I would like to run logistic regression in statsmodels using an l1 penalty (lasso) and class weights due to a class imbalance. There are several posts that explain how to either implement logistic regression with an l1 penalty (ex: here) or how to implement logistic regression with class weights (ex: [here] (How to use weights in a logistic regression)), but I can't figure out how to do both together.
Here is what I've done so far:
# imports
import numpy as np
import statsmodels.api as sm
from sklearn.model_selection import train_test_split
# generate train and test datasets
X_train, X_test, y_train, y_test = train_test_split(X, y, test_size = 0.2, random_state = 6,
shuffle=True, stratify=y)
# build an l1 penalized logit model
logit_model_l1 = sm.Logit(y_train, sm.add_constant(X_train))

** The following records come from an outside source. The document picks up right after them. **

PR #2601, opened 2020-04-08
Split files into separate packages

ace-n:
(Apologies for the long PR - I thought this would be 10x {easier, quicker, more concise} than it was. That said, **let me know if I should shard it into separate PRs.** I'd recommend **ignoring** the `GcsEvent.java`, `MockContext.java`, and `PubSubMessage.java` files - as they're all identical.)

**Motivation**
Builds are failing on GCF, in part due to memory constraints. Hopefully splitting each function (set) into its own file helps with this.

**Highlights** _(skim the diff and read this carefully instead)_
- I added the `eventpojos` subpackage(s) for GCF's event-storing POJOs. Ideally, these would be in a separate Maven-repo'd package - but given that a) we're not there yet and b) I wanted to avoid "sibling dependencies", this was the only option. (They're easy enough to remove anyway, when the time comes.)
- Some minor refactoring was done (namely `fields` --> `getters/setters`, `checkstyle` line wrapping), but only where necessary to get the build passing. (Unfortunately, the changes were not as simple as `git mv`.) **Everything else was copy-pasted from existing samples.**


functions/snippets/concepts/pom.xml
```diff
@@ -0,0 +1,149 @@
+<?xml version="1.0" encoding="UTF-8"?>
```
lesv, line 1: Shouldn't there be a copyright here?

functions/snippets/concepts/pom.xml
```diff
@@ -0,0 +1,149 @@
...
+      <properties>
+        <skipTests>true</skipTests>
+      </properties>
+    </profile>
+  </profiles>
+
+  <build>
+    <plugins>
+      <plugin>
+        <groupId>org.apache.maven.plugins</groupId>
```
lesv, line 113: This is already in share-configuration w/o the skipTests.  Ok to keep.

functions/snippets/firebase/pom.xml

result_l1 = logit_model_l1.fit_regularized(method='l1')
Results:
Logit Regression Results
==============================================================================
Dep. Variable: y No. Observations: 1177
Model: Logit Df Residuals: 1142
Method: MLE Df Model: 34
Date: Wed, 31 Jan 2024 Pseudo R-squ.: 0.7835
Time: 10:01:40 Log-Likelihood: -45.466
converged: True LL-Null: -209.96
Covariance Type: nonrobust LLR p-value: 5.523e-50
# build a class-weighted logit model
logit_model_weighted = sm.GLM(y_train, sm.add_constant(X_train), family = sm.families.Binomial(), freq_weights = np.asarray(y_train))
result_weighted = logit_model_weighted.fit()

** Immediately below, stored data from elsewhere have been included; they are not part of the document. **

Issue #2252, opened 2020-02-27
Update Dialogflow tests


nnegrey:
Break up dialogflow samples into individual files
Update tests to be standalone.

PR #2483, opened 2020-03-24
dialogflow: remove unused samples and tests

Strykrol:
Tests are currently unaltered, as the tests have variable dependencies. An example being the `listContexts` function stores a count into a `contexts` variable, which is then used to verify `deleteContext` functions as expected. 

If I can get help refactoring test files that would be great. Otherwise, I will take a stab at them later this week.

PR #2602, opened 2020-04-08
dialogflow: delete samples that are not in docs

nnegrey:
fix the tests that are broken after the deletions
Update this PR: https://github.com/GoogleCloudPlatform/java-docs-samples/pull/2483

Fixes https://github.com/GoogleCloudPlatform/java-docs-samples/issues/2252

- [x] Tests pass


dialogflow/cloud-client/src/test/java/com/example/dialogflow/DetectIntentKnowledgeTest.java
```diff
@@ -37,20 +35,16 @@
...
- */
+
 @RunWith(JUnit4.class)
 @SuppressWarnings("checkstyle:abbreviationaswordinname")
-public class KnowledgeBaseManagementIT {
+public class DetectIntentKnowledgeTest {
 
   private static String PROJECT_ID = System.getenv().get("GOOGLE_CLOUD_PROJECT");
   private static String TEST_KNOWLEDGE_BASE_ID = "MTA4MzE0ODY5NTczMTQzNzU2ODA";
   private static String TEST_DOCUMENT_ID = "MTUwNjk0ODg1NTU4NzkzMDExMg";
```
lesv, line 45: Should we be concerned about these constants and running testing jobs in parallel. (ie. j8 & j11)

nnegrey: Not for this one. I used to have these tests dynamically create these resources, but the API has to do some ML training for an indeterminate time on the created resources which would create a flaky test occasionally. There are some more involved work-arounds to get around this, but would significantly complicate the tests.

So instead having this resource be static and used for "prediction" should handle any number of parallel requests and all of them should get an identical response and only a change to the Document we created should break this.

# note that if I change ".fit()" to ".fit_regularized(method='l1')" in line above, I get an error, as the l1 method is not an accepted parameter.
Results:
Generalized Linear Model Regression Results
==============================================================================
Dep. Variable: y No. Observations: 1177
Model: GLM Df Residuals: 1091
Model Family: Binomial Df Model: 34
Link Function: Logit Scale: 1.0000
Method: IRLS Log-Likelihood: -1.2001e-09
Date: Wed, 14 Feb 2024 Deviance: 2.4032e-09
Time: 11:30:47 Pearson chi2: 1.20e-09
No. Iterations: 26 Pseudo R-squ. (CS): -2.039e-12
Covariance Type: nonrobust
Does anybody how to build a model that incorporates l1 penalization and class weights in statsmodels?
Note that I have already accomplished this in scikit-learn, but I need the additional statistics that are available via statsmodels.